My kids remind me all the time that as a genealogist, I talk about some strange topics. When I get together with other genealogists, they understand why I get so excited about those subjects. Just the other day when I was holding a stack of phone books, I noticed an ad on the back of a phone book from the 1950s talking about how “modern homes have colored phones.” The woman pictured had three different colored phones in three different areas of her house. She could enjoy the “comfort and prestige of a well-telephoned home” by choosing any or all of the eight beautiful colors with matching extension cords. It was “convenience unlimited!”

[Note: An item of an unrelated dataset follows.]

PR #870, opened 2022-10-07
excludee null fields in _construct_relations

Abdeldjalil-H:
In the method `NewBaseModel._construct_relations` if some relations are null, `expand_relationship` will return `None`. This `None` values will cause the following `AttributeError` when they are passed to `model._orm.add` as `parent`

My coworkers laughed a little over how far telephones have come over the years. Now, people rarely worry about the cost of long-distance calls. In 1957, a three-minute phone call during the evening from one coast to the other cost $1.90. I now comprehend why my mom made the shortest long-distance calls ever. Party lines have become obsolete. If you don’t understand the concept of a party line, check out a copy of the movie Pillow Talk with Rock Hudson and Doris Day. Other phone memories I have include the first phone we bought at a store (you used to have to get them from the phone company), answering machines, call waiting, cordless phones, and even QWERTY texting on cell phones.

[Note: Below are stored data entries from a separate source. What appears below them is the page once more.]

PR #948, opened 2022-11-29
Add benchmarking test suite and greatly improve performance in a few cases

erichaydel:
First off, this is a really great library--my team is using it and loving its functionality and simplicity. Since we're using in production, we're finding a few issues when dealing with larger sets of data. They are:
1. When doing `all` with `select_related`, the models load with N^2 (or worse) time where N is the number of related models.
2. When creating lots of models with a shared related model, it slows down as N^2 with the number of models.

Here, I've submitted fixes for these two issues, as well as a complete benchmarking test suite. I tried to test most of the major queryset paths from the documentation. I also threw in a few cases that replicated some of the issues we were seeing.

Here's some of my original benchmarking--in the case of the `all` slowdown, I was seeing even like N^2.5 or N^3 performance. The Y axis here is seconds, and the X axis is number of related models.
graph

Blue the baseline. Orange is the speed with bb0bf8cef7e1ed888b3493e4eec6c0cb0550e55c applied. Gray is 8d8e0a9d83c6185b4d46db4757dc482e928f701a applied as well. Yellow is the the final commit 886bc270feee6c652e73ed2d533f9a37796ebb6d that gets it to O(N) time. If you want, I can squash these--I just wanted it to be clear the value of each change. I couldn't replicate these findings easily with a pet test case since there were a lot of related models and things, but I did replicate something like N^2.2, which should be good enough to address the problem.

A little about the benchmarks: There's something strange about pytest-asyncio that takes forever to run a lot of coroutines. For example, I have a `benchmark.py` script attached here. For 1000 rows, it takes about 0.2 seconds to save each individually. If I do the same as part of a pytest test, it'll take multiple minutes. Not sure why. Therefore, they're probably not great for figuring out absolute performance or speedups between functions--but they're definitely helpful in seeing if changes sped up or slowed down code between commits.

The parameterized N is in brackets. You can see that I'm doubling parameters between every test, so a doubling of mean time would indicate linear N time.

The two benchmarks that are most important are, in the benchmarks folder:
`test_initializing_models_with_related_models`
benchmark_pre_optimization_initialization_with_related_models

and `test_get_all_with_related_models`
benchmark_pre_optimization_get_all_with_related_models

You can see the `test_initializing_models_with_related_models` is slightly better than O(N^2). `test_get_all_with_related_models` is slightly worse than O(N^2), and takes multiple seconds for hundreds of relations.

Here are the two values after these changes are applied:
benchmark_post_optimization_initialization_with_related_models

benchmark_post_optimization_get_all_with_related_models

And here are the direct speedups for these two
speedup_initialize_with_related_models
speedup_get_all_with_related_models

We're getting a pretty large speed up, and we're out of the O(N^2) or O(N^2.5) range into the O(N) range.

So there's also one last change I included: for our team, it's also very important not to block the event loop. In ormar, there are a lot of places where pulling a lot of rows from the DB will block the event loop since it does a lot of list comprehension. I broke those up a small amount and added `await asyncio.sleep(0)`, which shouldn't slow us down since it's basically a noop that allows the event loop to take over if it has pressing tasks. I measured the blocking time via the `jitter` checking in the `benchmark.py` script I've included here--basically, a separate thread tries to wake up every 100ms. The lag in that determines the blocking time of the algorithms. Feel free to check it out. Overall, it's a pretty noninvasive change and it does a great job of breaking up the blocking tasks.

I've included all my benchmark files (they have ANSI colors, so you may have to pipe it or read it with an IDE that can process that), as well as a `benchmark.py` file I've been using to measure jitter. [](url)

[comparison.log](https://github.com/collerek/ormar/files/10116316/comparison.log)
[post_optimization.log](https://github.com/collerek/ormar/files/10116315/post_optimization.log)
[pre_optimization.log](https://github.com/collerek/ormar/files/10116312/pre_optimization.log)
[benchmark.py.txt](https://github.com/collerek/ormar/files/10109570/benchmark.py.txt)

Anyway, let me know what you think!

### DIFF
--- a/ormar/models/mixins/merge_mixin.py
+++ b/ormar/models/mixins/merge_mixin.py
@@ -36,11 +36,24 @@ class MergeModelMixin:
         for model in result_rows:
             grouped_instances.setdefault(model.pk, []).append(model)
 
+        def recursive_add(g):
+            if len(g) <= 1:
+                return g
+
+            added_values = []
+            iterable_group = iter(g)
+            for model in iterable_group:
+                next_model = next(iterable_group, None)
+                if next_model is not None:
+                    combined = cls.merge_two_instances(next_model, model)
+                else:
+                    combined = model
+                added_values.append(combined)
+
+            return recursive_add(added_values)
+
         for group in grouped_instances.values():
-            model = group.pop(0)
-            if group:
-                for next_model in group:
-                    model = cls.merge_two_instances(next_model, model)
+            model = recursive_add(group)[0]
             merged_rows.append(model)
 
         return merged_rows
--- a/ormar/models/mixins/merge_mixin.py
+++ b/ormar/models/mixins/merge_mixin.py
@@ -17,6 +17,23 @@ class MergeModelMixin:
     """
 
     @classmethod
+    def _recursive_add(cls, g: List["Model"]) -> List["Model"]:
+        if len(g) <= 1:
+            return g
+
+        added_values = []
+        iterable_group = iter(g)
+        for model in iterable_group:
+            next_model = next(iterable_group, None)
+            if next_model is not None:
+                combined = cls.merge_two_instances(next_model, model)
+            else:
+                combined = model
+            added_values.append(combined)
+
+        return cls._recursive_add(added_values)
+
+    @classmethod
     def merge_instances_list(cls, result_rows: List["Model"]) -> List["Model"]:
         """
         Merges a list of models into list of unique models.
@@ -36,24 +53,8 @@ class MergeModelMixin:
         for model in result_rows:
             grouped_instances.setdefault(model.pk, []).append(model)
 
-        def recursive_add(g):
-            if len(g) <= 1:
-                return g
-
-            added_values = []
-            iterable_group = iter(g)
-            for model in iterable_group:
-                next_model = next(iterable_group, None)
-                if next_model is not None:
-                    combined = cls.merge_two_instances(next_model, model)
-                else:
-                    combined = model
-                added_values.append(combined)
-
-            return recursive_add(added_values)
-
         for group in grouped_instances.values():
-            model = recursive_add(group)[0]
+            model = cls._recursive_add(group)[0]
             merged_rows.append(model)
 
         return merged_rows
--- a/ormar/models/mixins/merge_mixin.py
+++ b/ormar/models/mixins/merge_mixin.py
@@ -17,12 +17,20 @@ class MergeModelMixin:
     """
 
     @classmethod
-    def _recursive_add(cls, g: List["Model"]) -> List["Model"]:
-        if len(g) <= 1:
-            return g
+    def _recursive_add(cls, model_group: List["Model"]) -> List["Model"]:
+        """
+        Instead of accumulating the model additions one by one, this recursively adds
+        the models. E.G.
+        [1, 2, 3, 4].accumulate_add() would give [3, 3, 4], then [6, 4], then [10]
+        where this method looks like
+        [1, 2, 3, 4].recursive_add() gives [[3], [7]], [10]
+        It's the same number of adds, but it gives better O(N) performance on sublists
+        """
+        if len(model_group) <= 1:
+            return model_group
 
         added_values = []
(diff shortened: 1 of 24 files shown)


ormar/models/newbasemodel.py
```diff
@@ -171,12 +172,29 @@ def __setattr__(self, name: str, value: Any) -> None:  # noqa CCR001
...
         else:
             # let pydantic handle errors for unknown fields
             super().__setattr__(name, value)
 
+        new_hash = hash(self)
+        if prev_hash == new_hash:
+            return
+
+        # Update all relation proxy caches with different hash
+        for relation in self._orm._relations.values():
```
erichaydel, line 188: For review: There might be a better way to do this. Basically, I just wanted to make sure to update the cache when the current model changes--this code block basically makes sure it either updates its own cache, or updates the cache of its related model when it's in the related model list.

ormar/relations/relation.py
```diff
@@ -130,13 +130,20 @@ def _find_existing(
             raise ValueError("Cannot find existing models in parent relation type")
         if self._to_remove:
             self._clean_related()
-        for ind, relation_child in enumerate(self.related_models[:]):
+
+        if child not in self.related_models:
+            return None
+        else:
+            # We need to clear the weakrefs that don't point to anything anymore
+            # There's an assumption here that if some of the related models went out of scope,
```
erichaydel, line 138: I put a comment, but I just wanted to highlight it: before, every time it checked for related models, it would check every item in the list for weakrefs. That leads to N^2 performance since for every related model you add, you have to run through the whole list. To get around this, I changed it to basically only check the first item and see if it's a weakref. If it is, check the whole list--otherwise, continue on.

The assumption is that there won't be weakrefs that go out of scope randomly in the middle of the list. As far as I can tell, that's a good assumption, but I wanted to ask about it.

ormar/models/newbasemodel.py
```diff
@@ -213,6 +223,26 @@ def __setstate__(self, state: Dict[Any, Any]) -> None:
         for name, value in relations.items():
             setattr(self, name, value)
 
+    def _update_relation_cache(self, prev_hash: int, new_hash: int) -> None:
```
erichaydel, line 226: For review: There might be a better way to do this. Basically, I just wanted to make sure to update the cache when the current model changes--this code block basically makes sure it either updates its own cache, or updates the cache of its related model when it's in the related model list. 

It's slightly inefficient since it doesn't actually check that the foreign relation list is of the same type as the current model--but I wasn't sure how to do that. The list check is O(1) time so I didn't think it would be too big of an issue.

collerek:
That looks impressive! 🎉 
Will try to review over the weekend, great job!

ormar/relations/relation_proxy.py
```diff
@@ -55,6 +79,55 @@ def related_field_name(self) -> str:
     def __getitem__(self, item: Any) -> "T":  # type: ignore
         return super().__getitem__(item)
 
+    def append(self, item: "T") -> None:
+        idx = len(self)
+        self._relation_cache[item.__hash__()] = idx
+        super().append(item)
+
+    def update_cache(self, prev_hash: int, new_hash: int) -> None:
```
collerek, line 87: Please provide the missing docstrings.

collerek (changes requested):

collerek:
@erichaydel Great job!🚀 
Some minor adjustments and we are good to merge and release the new version!

ormar/models/mixins/merge_mixin.py
```diff
@@ -16,6 +16,23 @@ class MergeModelMixin:
     in the end all parent (main) models should be unique.
     """
 
+    @classmethod
+    def _recursive_add(cls, g: List["Model"]) -> List["Model"]:
```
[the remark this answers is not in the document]
erichaydel: Done!

ormar/relations/relation_proxy.py
erichaydel: Done!

collerek (approved):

The Midwest Genealogy Center has an entire section of city directories from all over the country as well as a few from foreign countries. If you want “convenience unlimited” today, try searching over a billion city directory records from 1821 to 1989 using HeritageQuest Online. Using a city directory for genealogy is always a good call.
City directories help us put our ancestors in a certain place at a certain time so we can break down some genealogy brick walls. Recently, I found my ancestor’s daughter listed on a passenger list. The record contained her married name, so I used a city directory in her hometown in Germany to find her husband at the address listed on the passenger list.
How have city directories helped you in your genealogy research?